Вычеркивались, как наглядно свидетельствует воспроизведенная в книге цензорская правка, рассказы ленинградцев о бешеных ценах на черном рынке, о том, что Ленинград стоял почти мертвый, о том, что в обезлюдевшем городе всем, кто в нем жил, видны были дантовские картины погибели и мук; о хищниках и мародерах, что обирали квартиры умерших; о том, как мать, до войны без памяти любившая собственного сына, в блокаду, обезумев от голода, выгнала его, потерявшего карточки, из квартиры.
О том, как в открытый грузовик грузили какие-то бревна, такие небольшие («…я думал, что костер, что ли, делать или что-то еще, вот бревна привезли и сбрасывают, и не могу понять, что это люди!»).
Всю книгу переписывать не будем. Ясно, о чем она рассказала, и ясно как.
А вот ростки этой безжалостности действительно государственного масштаба (ведь цензура все-таки — штука государственная), они-таки проросли и дали всходы по-своему ядовитые.
Несколько лет назад Юрий Колосов, действительный член Академии военно-исторических наук и вообще немалая величина в историческом краеведении, обмолвился в интервью относительно дневника Юры Рябинкина, легшего в основу второй части «Блокадной книги»: он, дескать, этот 16-летний подросток, умерший от голода, — «мальчишка, который не работал, не учился (сказано с явным презрением. — Е. Щ.). Он выживал…»
Правда не выжил.
Не будем повторять заведомо известных вещей: то, что Юру попросту не держали ноги и в школу он, болевший к тому же тяжелым плевритом, ходить не мог, а с работы в блокадные годы очень часто увольняли и взрослых квалифицированных работников. Что ж говорить про ребенка, вообще ничего еще не умевшего. Поглядим — просто по-человечески, по-простому — на эту реплику ответственного, чуть ли не государственного лица. Он, Юра, сказано автором, всего лишь выживал. И по этой причине, убежден Ю. Колосов, недостоин быть увековечен в «Блокадной книге».
Стало быть, жизнь — это не к нам. Она — всего лишь жизнь. Недостойная того, чтобы за нее бороться даже в самых смертоносных обстоятельствах. И даже если этот борющийся за нее человек — ребенок. Беззащитный и отчаянно, до ужаса страдающий и умерший в одиночестве.

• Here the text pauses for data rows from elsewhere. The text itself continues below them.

PR #5148, opened 2017-02-03
[[ Foundation ]] Add module loading API to libfoundation

livecodeali:
This patch removes the engine dependency from our dynamic
library loading implementations. The MCU_loadmodule
per-platform implementations now (where possible) defer to
the foundation implementations.

Note that it is not possible to move all of this code into
libfoundation, as we need to do some special things with the
module path in the engine, such as trying to load relative to
MCcmd, or in a location specified by deploy parameters.

### DIFF
--- a/engine/src/dsklnx.cpp
+++ b/engine/src/dsklnx.cpp
@@ -1270,33 +1270,20 @@ public:
         return MCStringCreateWithSysString(tmpnam(NULL), r_tmp_name);
     }
 
-    virtual MCSysModuleHandle LoadModule(MCStringRef p_path)
-    {
-        // dlopen loads whole 4-byte words when accessing the filename. This causes valgrind to make
-        // spurious noise - so in DEBUG mode we make sure we allocate a 4-byte aligned block of memory.
-        //
-        // Because converting to a sys string allocates memory, this alignment will always be satisfied.
-        // (malloc/new always return alignment >= int/pointer alignment)
-        MCAutoStringRefAsSysString t_filename_sys;
-        /* UNCHECKED */ t_filename_sys.Lock(p_path);
-
-        MCSysModuleHandle t_result;
-        t_result = (MCSysModuleHandle)dlopen(*t_filename_sys, (RTLD_NOW | RTLD_LOCAL));
-
-        return t_result ;
-    }
-
-    virtual MCSysModuleHandle ResolveModuleSymbol(MCSysModuleHandle p_module, MCStringRef p_symbol)
-    {
-        MCAutoStringRefAsSysString t_symbol_sys;
-        /* UNCHECKED */ t_symbol_sys.Lock(p_symbol);
-        return (MCSysModuleHandle)(dlsym(p_module, *t_symbol_sys));
-    }
-
-    virtual void UnloadModule(MCSysModuleHandle p_module)
-    {
-        dlclose(p_module);
-    }
+	virtual MCSysModuleHandle LoadModule(MCStringRef p_filename)
+	{
+		return (MCSysModuleHandle)MCSDylibLoadModule(p_filename);
+	}
+	
+	virtual MCSysModuleHandle ResolveModuleSymbol(MCSysModuleHandle p_module, MCStringRef p_symbol)
+	{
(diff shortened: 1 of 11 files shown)


libfoundation/include/system-dylib.h
```diff
@@ -0,0 +1,61 @@
...
+
+MC_DLLEXPORT extern MCTypeInfoRef kMCSDylibModuleNotFoundErrorTypeInfo;
+MC_DLLEXPORT extern MCTypeInfoRef kMCSDylibSymbolNotFoundErrorTypeInfo;
+
+/* ================================================================
+ * Dynamic library operations
+ * ================================================================ */
+
+/* Load the module at path. */
+MC_DLLEXPORT extern "C" void *MCSDylibLoadModuleCString(const char *p_path);
```
peter-b, line 34: You can safely remove all of the the `extern "C"` qualifiers from this header file; it's always included from within an `extern "C"` block.

I think it might be helpful for explanatory purposes to introduce something like:

```C++
typedef void * MCSDylibModuleRef;
```

And then use it through the API rather than `void *`.

For full type safety in the API, you could even create a distinct type:

```c++
class MCSDylibModule { void *m_handle; };
```

libfoundation/include/system-dylib.h
```diff
@@ -0,0 +1,61 @@
...
+
+/* Resolve the symbol with given name in module. */
+MC_DLLEXPORT extern "C" void *MCSDylibResolveModuleSymbolCString(void* p_module, const char *p_symbol);
+MC_DLLEXPORT void *MCSDylibResolveModuleSymbol(void* p_module, MCStringRef p_symbol);
+
+#ifdef __MCS_INTERNAL_API__
+
+void *_MCSDylibLoadModule(MCStringRef p_path);
+void _MCSDylibUnloadModule(void *p_module);
+void *_MCSDylibResolveModuleSymbol(void* p_module, MCStringRef p_symbol);
```
peter-b, line 48: For consistency, please use `__MCS` prefixes for `__MCS_INTERNAL_API__` symbols!

engine/src/dsklnx.cpp
```diff
@@ -1270,33 +1270,20 @@ class MCLinuxDesktop: public MCSystemInterface
...
-    }
+	virtual MCSysModuleHandle LoadModule(MCStringRef p_filename)
+	{
+		return (MCSysModuleHandle)MCSDylibLoadModule(p_filename);
+	}
+	
+	virtual MCSysModuleHandle ResolveModuleSymbol(MCSysModuleHandle p_module, MCStringRef p_symbol)
+	{
+        return (MCSysModuleHandle)MCSDylibResolveModuleSymbol(p_module, p_symbol);
+	}
```
peter-b, line 1281: This has a bit of unsoundness to it; a module handle and the result of resolving a symbol have distinct types.  They have different operations valid on them: for example, you can pass a module handle to `MCSDylibResolveModuleSymbol()` but things will go wrong if you pass it a symbol pointer.

Is it viable to redefine `MCSysModuleHandle` to a type that doesn't require casts to use the new `MCSDylib` API?

As a side point, please avoid C-style casts.

engine/src/dskmac.cpp
```diff
@@ -4140,71 +4140,53 @@ struct MCMacDesktop: public MCSystemInterface, public MCMacSystemService
...
-#endif
+		if (t_handle != nil)
+			return t_handle;
+		
+		MCAutoStringRefAsSysString t_filename_sys;
+		if (!t_filename_sys.Lock(p_filename))
+			return nil;
+		
+		CFURLRef t_url;
+		t_url = CFURLCreateFromFileSystemRepresentation(NULL, (const UInt8 *)*t_filename_sys, strlen(*t_filename_sys), false);
```
peter-b, line 4154: I think that `t_filename_sys.Size()` should Do The Right Thing here.

libfoundation/include/system-dylib.h
```diff
@@ -0,0 +1,61 @@
+/*
+Copyright (C) 2016 LiveCode Ltd.
```
peter-b, line 2: Might as well make this "2016-2017" 😉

Но страдания — это тоже, судя по всему, не к нам. Нам бы побольше героики, пафоса, вообще взвинченности воинственного, возможно более наэлектризованного толка.
Ну да ладно с ним, с этим действительным членом Академии. У нас созрели сегодня вопросы отнюдь не патетичные, а предельно деловые. Вот такие.
Мы хоть когда-нибудь доживем до того, чтобы виновные в этом 80-летней давности ужасе, этой гигантской гуманитарной катастрофе ХХ века, будут названы? Ведь есть же они, прямо или косвенно виновные в нем, у всех них, без сомнений, наличествуют фамилии, имена, отчества. История блокады, не поленившаяся столь скрупулезно подсчитать всех до единого погибших в блокаду, эти самые имена наверняка знает.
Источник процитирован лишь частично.